Lift out, unaltered, the lines of the material below between the line holding "the License at" and the line holding "module supplies request", counting both.

------------------------------

Issue #726, opened 2026-08-14
[Testing] Metric accuracy gate: assert reported metrics against injected ground truth


Bslabe123:
Carried over from the P0 "Metric Accuracy Gate / Measurement Correctness" item in #519, which is closed as superseded by #606. Every other item in #519 already had a home in #606; this one did not.

## The gap

#606 verifies token counts against a known oracle in several places (#631 sim golden accuracy, #627 and #580 against real vLLM), and the latency math itself has good unit coverage: `tests/required/reportgen/test_summarize_requests.py` pins TPOT, TTFT and ITL means from synthetic inputs. What nothing does is inject a known latency and load profile and assert the numbers that come back out equal it.

**1. Load-side values are covered for shape only (unit).** `summarize_requests` computes `schedule_delay` (`start_time - scheduled_time`) and `achieved_rate` (`count / send_duration`) at `inference_perf/reportgen/base.py:444-461`. The only test that reaches them, `tests/required/reportgen/test_lifecycle_report_shape.py`, builds metrics with known `scheduled_time` and `start_time` values and then asserts just `_assert_summary(load["schedule_delay"])` and `load["achieved_rate"] > 0`. Both values are hand-computable from that fixture and neither is checked. `schedule_delay` is the client-side queueing signal, so an error there hides the exact condition that makes a reported latency untrustworthy.

**2. There is no injected-latency path test (integration).** #519 proposed using the mock client's `mock_latency` as ground truth. That is not implementable as written: `MockModelServerClient` is unary-only, hardcodes `output_tokens=0`, and sleeps once for a flat `mock_latency`, so it can produce no TTFT, no chunk timeline and no ITL. It is referenced by exactly one test today (`tests/required/loadgen/test_worker_rng.py`, with `mock_latency=0`). The work is to give it a controllable response profile (first-token delay plus per-chunk intervals, streaming and unary), then drive the real dispatch, collection and report path against it and assert reported TTFT, ITL, TPOT and request latency match the injected values within tolerance.

## Why these lanes

Both halves run in-process against a controllable fake, with no model server and no accelerator. `summarize_requests` is a pure function, so piece 1 is per-change Unit. Piece 2 needs the real dispatch path, so it is per-change Integration alongside #531 and #632.

## Relationship to existing work

- #631, #627 and #580 are the token-count oracles. This is the latency and load counterpart.
[...]

PR #733, opened 2026-08-17
test: assert reported load metrics against known inputs

Bslabe123:
Part of #726. The reported `schedule_delay` and `achieved_rate` are now asserted to equal the values their inputs imply, instead of only being checked for shape.

Row in #606: Unit / "Metric accuracy gate, load side (#726)"

## Why this is needed

`summarize_requests` computes `schedule_delay` (`start_time - scheduled_time`) and `achieved_rate` (`count / send_duration`) at `inference_perf/reportgen/base.py:444-461`. The only test that reaches them today is `tests/required/reportgen/test_lifecycle_report_shape.py`, which builds a fixture with known `scheduled_time` and `start_time` values and then asserts only `_assert_summary(load["schedule_delay"])` and `load["achieved_rate"] > 0`. Both numbers are exactly computable from that fixture and neither is checked, so any arithmetic error in either survives the suite. `schedule_delay` is the client-side queueing signal, which is the reading that says whether a reported latency can be trusted at all, and #564 is what a silently wrong latency-family metric costs.

## What the test does

- Adds `tests/required/reportgen/test_load_summary_accuracy.py`: 10 tests over `summarize_requests`, which is a pure function, so this is Unit.
- **Oracle:** the `scheduled_time` and `start_time` values written into each test. Every expected number is a literal or a one-step arithmetic expression over those times. Nothing recomputes an expectation by calling the code under test, so a change to `summarize_requests` cannot drag the oracle along with it. **Faked:** only the lifecycle metric objects, built by reusing `_mock_metric` from `test_lifecycle_report_shape.py` so both modules describe a request the same way.
- `schedule_delay` cases: all-zero delay, a uniform 0.25s delay, five mixed delays supplied out of order with mean/min/max/median/p90/p99 all checked against hand-worked linear interpolation, negative delays from sends that beat their schedule (the shape fixture already contains one), and delayed requests that then failed, which must still count toward the load population.
- `achieved_rate` cases: the ordinary path, independence from `end_time` so a slow server cannot drag the dispatch rate down, and both zero-`send_duration` branches the guard comment names (a single request, and several requests sharing one send timestamp).
- Also pins that a stage with no `stage_rate` emits no `achieved_rate`, `send_duration` or `requested_rate` key at all, so a consumer reading one unconditionally gets a `KeyError` rather than a plausible wrong number.

## Status

Based on `upstream/main` (7bfbaed); not stacked on anything.

Written, run and validated locally: 10 new tests pass, `pdm run validate` is clean, and the full unit suite is 899 passed / 15 skipped. Nothing in this PR is skipped or unverified, and no product code is touched.

Two things the tests pin as current behavior rather than endorse. **Neither is changed here**, since this PR is meant to be a pure characterization of what ships today, but both are worth a decision before v0.7.0:

1. `achieved_rate = len(metrics) / send_duration` counts requests rather than the intervals between them. Five requests dispatched at exactly 1.0s apart report 1.25/s, not the 1.0/s actually sustained; the overstatement is a factor of `n / (n - 1)`, so it is negligible on a long stage and large on a short one. `test_achieved_rate_equals_count_over_send_duration` documents this in place.
2. When `send_duration` is 0 the guard substitutes `achieved_rate = 0.0`. That sentinel is indistinguishable from a stage that genuinely achieved no throughput, and it is what a single-request stage reports alongside `count: 1`. `None` would be more honest, but it is a schema change and belongs with the report-format work, not here.

Coordinated-omission semantics, that is whether `schedule_delay` should correct the reported latency or only sit beside it, stay deferred and non-blocking per #726.

### DIFF
--- a/tests/required/reportgen/test_load_summary_accuracy.py
+++ b/tests/required/reportgen/test_load_summary_accuracy.py
@@ -1,0 +1,284 @@
+# Copyright 2026 The Kubernetes Authors.
+#
+# Licensed under the Apache License, Version 2.0 (the "License");
+# you may not use this file except in compliance with the License.
+# You may obtain a copy of the License at
+#
+# http://www.apache.org/licenses/LICENSE-2.0
+#
+# Unless required by applicable law or agreed to in writing, software
+# distributed under the License is distributed on an "AS IS" BASIS,
+# WITHOUT WARRANTIES OR CONDITIONS OF ANY KIND, either express or implied.
+# See the License for the specific language governing permissions and
+# limitations under the License.
+"""Pins the reported load-side values to hand-computable known inputs.
+
+`test_lifecycle_report_shape.py` already reaches `load_summary`, but it only asserts
+shape: that `schedule_delay` carries mean/min/median/max and that `achieved_rate > 0`.
+Both are exactly computable from the fixture it builds. This module supplies request
+lifecycle metrics with explicitly chosen scheduled and actual send times and asserts the
+reported numbers equal the values those times imply.
+
+Every expected value below is written as a literal or as a one-step arithmetic
+expression over the injected times. Nothing here recomputes an expectation by calling
+the code under test, so a change in `summarize_requests` cannot move the oracle with it.
+
+Oracle: the injected `scheduled_time` and `start_time` values in each test.
+Faked: only the lifecycle metric objects. `summarize_requests` itself is the real one.
+"""
+
+import typing
+from unittest.mock import Mock
+
+import pytest
+
+from inference_perf.apis import ErrorResponseInfo, InferenceInfo
+from inference_perf.payloads import RequestMetrics, Text
+from inference_perf.reportgen.base import summarize_requests
+from test_lifecycle_report_shape import _mock_metric
+
+# Percentile list wide enough to cover both key-naming branches in `summarize`
+# (p == 50 becomes "median", everything else becomes "p<n>") and to exercise
+# numpy's linear interpolation between samples.
+PERCENTILES: typing.List[float] = [50, 90, 99]
+
+
+def _load_metric(*, scheduled_time: float, start_time: float, end_time: float) -> Mock:
+    """A lifecycle metric whose load-side timing is the only interesting thing about it.
+
+    Delegates to the shape test's builder so both modules describe a request the same
+    way. Token and modality fields are filled with the smallest values that keep the
+    success path of `summarize_requests` well-defined; no assertion here reads them.
+    """
+    return _mock_metric(
+        start_time=start_time,
+        end_time=end_time,
+        scheduled_time=scheduled_time,
+        input_tokens=10,
+        output_tokens=2,
+        request_data="x",
+        images=[],
+        videos=[],
+        audios=[],
+        output_token_times=[start_time + 0.01, end_time],
+    )
+
+
+def _delayed(*, start_times: typing.Sequence[float], delays: typing.Sequence[float]) -> typing.List[Mock]:
+    """Requests that were sent at `start_times` after waiting `delays` in the client queue.
+
+    `scheduled_time` is derived as `start_time - delay`, which is the inverse of the
+    `start_time - scheduled_time` that `summarize_requests` computes, so the expected
+    schedule delay of request i is exactly `delays[i]`.
+    """
+    assert len(start_times) == len(delays)
+    return [
+        _load_metric(scheduled_time=start - delay, start_time=start, end_time=start + 0.5)
+        for start, delay in zip(start_times, delays, strict=True)
+    ]
+
+
+def _load_summary(metrics: typing.List[Mock], **kwargs: typing.Any) -> typing.Dict[str, typing.Any]:
+    summary = summarize_requests(typing.cast(typing.Any, metrics), percentiles=PERCENTILES, **kwargs)
+    return typing.cast(typing.Dict[str, typing.Any], summary.model_dump()["load_summary"])
+
+
+def test_schedule_delay_is_zero_when_every_request_left_on_time() -> None:
+    """A load generator that never falls behind must report a flat zero delay.
+
+    This is the reading that says a latency number can be trusted, so it has to be
+    exactly 0.0 rather than merely small.
+    """
+    load = _load_summary(_delayed(start_times=[0.0, 1.0, 2.0], delays=[0.0, 0.0, 0.0]), stage_rate=1.0)
+
+    assert load["count"] == 3
+    assert load["schedule_delay"] == {"mean": 0.0, "min": 0.0, "max": 0.0, "median": 0.0, "p90": 0.0, "p99": 0.0}
+
+
+def test_schedule_delay_matches_a_uniform_injected_delay() -> None:
+    """Every request held 0.25s: every reported statistic must be 0.25s."""
+    load = _load_summary(
+        _delayed(start_times=[0.25, 1.25, 2.25, 3.25], delays=[0.25, 0.25, 0.25, 0.25]),
+        stage_rate=1.0,
+    )
+
+    assert load["count"] == 4
+    for key in ("mean", "min", "max", "median", "p90", "p99"):
+        assert load["schedule_delay"][key] == pytest.approx(0.25), key
+
+
+def test_schedule_delay_percentiles_match_mixed_injected_delays() -> None:
+    """Five known delays, supplied out of order, checked against hand arithmetic.
+
+    Injected delays, as a set: 0.0, 0.1, 0.2, 0.3, 0.4. Sorted, that is
+    [0.0, 0.1, 0.2, 0.3, 0.4], so with numpy's default linear interpolation over
+    index positions 0..4:
+      mean   = (0.0 + 0.1 + 0.2 + 0.3 + 0.4) / 5 = 0.2
+      min    = 0.0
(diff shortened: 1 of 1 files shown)


tests/required/reportgen/test_load_summary_accuracy.py
```diff
@@ -0,0 +1,317 @@
...
+
+import typing
+from unittest.mock import Mock
+
+import pytest
+
+from inference_perf.apis import ErrorResponseInfo, InferenceInfo
+from inference_perf.payloads import RequestMetrics, Text
+from inference_perf.reportgen.base import summarize_requests
+from test_lifecycle_report_shape import _mock_metric
```
yangligt2, line 38: This is the first `from test_* import` in the tree. It resolves only because this directory has no `__init__.py` and pytest's default prepend import mode puts the file's directory on `sys.path`; mypy resolves it for the same reason. It couples this module to a private symbol in a sibling test.

The shape test has already accumulated `_mock_metric` and `_retry_metric` (#777). Please extract them into a shared module here, e.g. `tests/required/reportgen/lifecycle_fixtures.py`, together with a `_failed_metric` builder, and import from both files.

tests/required/reportgen/test_load_summary_accuracy.py
```diff
@@ -0,0 +1,317 @@
...
+    failure.error = ErrorResponseInfo(error_type="HTTP Error 500", error_msg="Internal Server Error")
+    failure.session_id = None
+    failure.ttft_slo_sec = None
+    failure.tpot_slo_sec = None
+    failure.request_data = "bad"
+    failure.info = Mock(spec=InferenceInfo)
+    failure.info.retries_attempted = 0
+    failure.info.retries_recovered = False
+    failure.info.request_metrics = RequestMetrics(text=Text(input_tokens=10))
+    failure.info.response_metrics = None
```
yangligt2, line 181: This block is a copy of the failure record in `test_lifecycle_report_shape_with_failures`. Belongs in the shared builder module with the success builder (see the import comment above).

tests/required/reportgen/test_load_summary_accuracy.py
```diff
@@ -0,0 +1,317 @@
...
+# No stage_rate passed (a concurrency-driven stage). achieved_rate, send_duration and
+# requested_rate must be absent entirely (KeyError for a careless consumer, not a fake
+# 0), while schedule_delay is still reported and correct.
+def test_load_summary_omits_rate_fields_without_a_stage_rate() -> None:
+    """No requested rate means no rate block at all, not a rate reported as zero.
+
+    A stage driven by concurrency rather than by a rate has no `achieved_rate` key, so a
+    consumer reading it unconditionally gets a KeyError rather than a wrong number.
+    `schedule_delay` is still reported and still exact.
+    """
```
yangligt2, line 289: The scenario described here does not occur in an actual benchmark run, and the closest real case behaves the opposite way. Per-stage reports take the rate from `StageRuntimeInfo.rate` (`inference_perf/client/server_metrics/base.py:38`), which is a non-optional `float`: standard stages store the configured rate, concurrent stages store the runtime rate assigned at `inference_perf/main.py:153`, and trace-replay stages store `session_rate if session_rate else 0.0` (`inference_perf/loadgen/load_generator.py:1023`). So a stage driven by concurrency without a rate emits the full block with `requested_rate: 0.0` and a computed `achieved_rate`.

The only caller that omits `stage_rate` is the cross-stage `summary_lifecycle_metrics` report at `inference_perf/reportgen/base.py:1007`; the validation corpus reflects this (only the `summary_lifecycle_metrics.json` files lack `achieved_rate`).

The pinned behavior is correct; please rewrite the comment and docstring to name the combined summary report rather than a concurrency-driven stage.

tests/required/reportgen/test_load_summary_accuracy.py
```diff
@@ -0,0 +1,317 @@
...
+# overstatement rather than endorsing it.
+def test_achieved_rate_equals_count_over_send_duration() -> None:
+    """Five requests sent over a 4.0s window report 5 / 4.0 = 1.25 per second.
+
+    Note what the reported number is not: those five requests were dispatched at exactly
+    1.0s intervals, so the rate the generator actually sustained is 1.0/s. The report
+    divides the request count, not the number of gaps between requests, by the span from
+    the first send to the last, which overstates the sustained rate by a factor of
+    n / (n - 1). This asserts the shipped definition rather than the intended one; see
+    the PR description.
```
yangligt2, line 203: "see the PR description" is not a durable reference from inside the tree. Please file the `n / (n - 1)` overstatement as an issue (or append it to #726) and cite the number here. The sample report in `docs/loadgen.md` already shows it: `count: 30`, `send_duration: 29.6`, `achieved_rate: 1.013` for `requested_rate: 1.0`; 29 intervals would give 0.98.

tests/required/reportgen/test_load_summary_accuracy.py
```diff
@@ -0,0 +1,317 @@
...
+
+# 1 request means a zero-width send window; the guard reports achieved_rate=0.0 and
+# send_duration=0.0. Also checks the delay (0.3) is still exact with one sample.
+def test_achieved_rate_is_zero_for_a_single_request() -> None:
+    """One request gives a zero-width send window, and the shipped guard reports 0.0.
+
+    `summarize_requests` divides by `send_duration` only when it is positive and
+    substitutes 0.0 otherwise. That sentinel is indistinguishable from a stage that
+    genuinely achieved no throughput, so this pins the current behavior rather than
+    endorsing it; see the PR description.
```
yangligt2, line 244: Same as above: cite an issue number for the `0.0` sentinel instead of the PR description.

tests/required/reportgen/test_load_summary_accuracy.py
```diff
@@ -0,0 +1,317 @@
...
+
+# Percentile list wide enough to cover both key-naming branches in `summarize`
+# (p == 50 becomes "median", everything else becomes "p<n>") and to exercise
+# numpy's linear interpolation between samples.
+PERCENTILES: typing.List[float] = [50, 90, 99]
+
+
+# Builds one fake request record where only the three timestamps matter. Reuses the
+# shape test's builder so both files describe a request the same way; token and
+# modality fields get throwaway minimums that no assertion here reads.
```
yangligt2, line 48: The comment block above each function restates the docstring directly below it (this one and every test below). Two copies of the same statement drift independently. Please keep the docstrings and drop the comment blocks, i.e. revert 0f31731.

yangligt2 (commented):
Reviewed at 0f31731 (rebased onto 16122a3; the test file is byte-identical to 5d55a58).

The assertions are correct and the oracle is effective. I ran the file against current main (16122a3): 10 passed, `ruff check`, `ruff format --check` and `mypy --strict` clean. I also applied three mutations to the load block in `summarize_requests` to check the tests catch them: `(len(metrics) - 1) / send_duration` fails 2 tests, flipping the sign of the schedule delta fails 6, and using `end_time` in `send_duration` fails 4. The hand-worked p90/p99 values match numpy's default linear interpolation used by `summarize`.

Holding `/lgtm` on two items, both small. Details inline.

1. The docstring of `test_load_summary_omits_rate_fields_without_a_stage_rate` describes a scenario that does not occur in an actual benchmark run. Concurrency stages get a runtime rate (`main.py:153`, `stage.rate = stage.num_requests`) and every per-stage report passes it. Per-stage reports read `StageRuntimeInfo.rate`, which is a non-optional `float`, and a trace-replay stage without `session_rate` stores `0.0` there (`load_generator.py:1023`), so a concurrency-driven stage actually emits the full rate block with `requested_rate: 0.0`. The only caller that omits `stage_rate` is the cross-stage `summary_lifecycle_metrics` report (`base.py:1007`). The pinned behavior is right; the stated scenario is not.
2. `from test_lifecycle_report_shape import _mock_metric` is the first cross-module import of a private helper in `tests/`, and the failure record in `test_schedule_delay_includes_failed_requests` is a copy of the failure block in the shape test. Please move the builders into a shared module under `tests/required/reportgen/` and import them from both files.

Two non-blocking items:

3. Every function now carries a leading comment block that restates the docstring below it. Keep the docstrings and drop the comments.
4. Two docstrings say "see the PR description". That is not a durable in-tree reference. The two behaviors you disclosed (count-over-span overstatement by `n / (n - 1)`, and the `0.0` sentinel for a zero-width send window) should be filed as issues, or appended to #726, and the docstrings should cite the issue numbers. The "decide before v0.7.0" framing has expired: v0.7.0 is tagged and #606 records this PR as deferred. Note that the sample report in `docs/loadgen.md` already exhibits item (a): `count: 30`, `send_duration: 29.6`, `achieved_rate: 1.013` against `requested_rate: 1.0`.

Also, the body cites `base.py:444-461`; on main the block is at 720-742.

Bslabe123:
Thanks for the thorough pass. Items 1 and 2 are fixed in the last commit: the builders now live in `tests/required/reportgen/lifecycle_fixtures.py` (with a new `failed_metric`) and both files import from it, and the no-rate test now names the combined `summary_lifecycle_metrics` report. For item 4, #821 tracks both behaviors, the docstrings cite it, and the body line reference is fixed. On item 3 I'd like to keep the comment blocks: they give the concrete inputs and expected numbers at a glance while the docstrings carry the reasoning, and it's a convention I'm using for tests to make them cheaper to review.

------------------------------

## RESPONSE TO THIS EXERCISE
+# You may obtain a copy of the License at
+#
+# http://www.apache.org/licenses/LICENSE-2.0
+#
+# Unless required by applicable law or agreed to in writing, software
+# distributed under the License is distributed on an "AS IS" BASIS,
+# WITHOUT WARRANTIES OR CONDITIONS OF ANY KIND, either express or implied.
+# See the License for the specific language governing permissions and
+# limitations under the License.
+"""Pins the reported load-side values to hand-computable known inputs.
+
+`test_lifecycle_report_shape.py` already reaches `load_summary`, but it only asserts
+shape: that `schedule_delay` carries mean/min/median/max and that `achieved_rate > 0`.
+Both are exactly computable from the fixture it builds. This module supplies request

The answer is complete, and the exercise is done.